Problem: Your answer is the lines below, exactly, from the one that contains "-253,7 +253,9 @@" through the one that contains "Thanks for the PR.", both included.

Dataset excerpts:
=====
PR #783, opened 2024-06-18
Entry-specific active context type check in command mapping

vuil:
Introduce CommandMapProcessor to facilitate processing a plugin's command map. Uses an instance of said processor that is aware of the active contexts so that each command map entry can be evaluated against them for applicability.

Fixes #

Updated unit tests.

Manual:
Created sample plugin containing CommandMapEntry with explicity RequireContextType, verify
that the mapping only takes effect when a context of matching type is active. 

### Release note

```release-note
Support entry-specific active context type check in command mapping
```


anujc25 (approved):
LGTM. Nice unit tests.

PR #786, opened 2024-06-20
Add flags validation check to error if `--kubeconfig` flag is specified while creating tanzu context type using `--type` flag

prkalle:
This PR adds validation check to error if `--kubeconfig` flag is specified while creating tanzu context type using `--type` flag

Fixes #

Tested creating the tanzu context by providing both `--type tanzu` and `--kubeconfig` flags, CLI throws error as expected.
```
❯ ./bin/tanzu context create testTAPSaaSBeta3Prod --type tanzu  --kubeconfig ~/junk/config.yaml
[x] : the '–-kubeconfig' flag is not applicable when creating a context of type 'tanzu'
```
Tested creating the tanzu context by providing both `--type tanzu` and `--kubecontext` flags, CLI throws error as expected.
```
❯ ./bin/tanzu context create  --type tanzu  --kubecontext test
[x] : the '–-kubecontext' flag is not applicable when creating a context of type 'tanzu
```

### Release note

```release-note

```

### DIFF
--- a/pkg/command/context.go
+++ b/pkg/command/context.go
@@ -253,7 +253,9 @@ func createCtx(cmd *cobra.Command, args []string) (err error) {
 		}
 		ctxName = args[0]
 	}
-
+	if err := validateContextCreateFlagValues(); err != nil {
+		return err
+	}
 	if !configtypes.IsValidContextType(contextTypeStr) {
 		return errors.New(invalidContextType)
 	}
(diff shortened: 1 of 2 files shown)


pkg/command/context.go
```diff
@@ -286,6 +288,13 @@ func createCtx(cmd *cobra.Command, args []string) (err error) {
 	return nil
 }
 
+func validateContextCreateFlagValues() error {
+	if contextTypeStr == "tanzu" && kubeConfig != "" {
```
marckhouzam, line 292: Nit: can we use `ContextTypeTanzu` instead of `"tanzu"`

prkalle: Thanks, updated and also added condition check for kubecontext and throw error if --kubecontext flag provided along with `-type tanzu` context

marckhouzam (commented):
LGTM
I don't think the corner case I mentioned is very important.  We can leave it as is.

marckhouzam (approved):

PR #789, opened 2024-06-28
Remove dead links from the documents

anujc25:

- Remove dead cla.vmware.com links

Fixes #

### Release note

```release-note
None
```


vuil (commented):
We have sort out after cleaning out the links if what is described still makes sense.

PR #249, opened 2017-02-22
Remove breitbart.com from the fakenews extension

xorgy:
Breitbart has about the same record as _The Huffington Post_, or _CNN.com_ which are not blocked.

Alternative to #250


StevenBlack:
Thanks for the PR.

Breitbart is curated here:  https://github.com/marktron/fakenew

Closing.

PR #285, opened 2017-05-08
Add .idea and .iml to .gitignore

gfyoung:
Just a small patch to add some IDE files to the `.gitignore`.

I encountered these when attempting to make a larger change to one of the scripts.


StevenBlack:
Thanks @gfyoung!

PR #286, opened 2017-05-08
Patch promptForFlushDnsCache Bug

gfyoung:
Previously, it was checking if `query_yes_no` returned `False`, which does not happen, as the function only
returns `"yes"` or `"no"`. As a result, the check was always returning `True`, even when the user did not
want to flush the DNS cache.

### DIFF
--- a/updateHostsFile.py
+++ b/updateHostsFile.py
@@ -191,11 +191,13 @@ def promptForMoreCustomExclusions(question="Do you have more domains you want to
 
 
 def promptForFlushDnsCache():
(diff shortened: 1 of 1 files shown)


StevenBlack:
Good catch!  I always want to flush :-).

gfyoung:
That is true!  I stumbled upon this by accident.

gfyoung:
As an aside, I wonder if it might be better to just return `True` or `False` (instead of `"yes"` or `"no"`).  Less prone to bugs IMO.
=====
Written response:
@@ -253,7 +253,9 @@ func createCtx(cmd *cobra.Command, args []string) (err error) {
 		}
 		ctxName = args[0]
 	}
-
+	if err := validateContextCreateFlagValues(); err != nil {
+		return err
+	}
 	if !configtypes.IsValidContextType(contextTypeStr) {
 		return errors.New(invalidContextType)
 	}
(diff shortened: 1 of 2 files shown)


pkg/command/context.go
```diff
@@ -286,6 +288,13 @@ func createCtx(cmd *cobra.Command, args []string) (err error) {
 	return nil
 }
 
+func validateContextCreateFlagValues() error {
+	if contextTypeStr == "tanzu" && kubeConfig != "" {
```
marckhouzam, line 292: Nit: can we use `ContextTypeTanzu` instead of `"tanzu"`

prkalle: Thanks, updated and also added condition check for kubecontext and throw error if --kubecontext flag provided along with `-type tanzu` context

marckhouzam (commented):
LGTM
I don't think the corner case I mentioned is very important.  We can leave it as is.

marckhouzam (approved):

PR #789, opened 2024-06-28
Remove dead links from the documents

anujc25:

- Remove dead cla.vmware.com links

Fixes #

### Release note

```release-note
None
```


vuil (commented):
We have sort out after cleaning out the links if what is described still makes sense.

PR #249, opened 2017-02-22
Remove breitbart.com from the fakenews extension

xorgy:
Breitbart has about the same record as _The Huffington Post_, or _CNN.com_ which are not blocked.

Alternative to #250


StevenBlack:
Thanks for the PR.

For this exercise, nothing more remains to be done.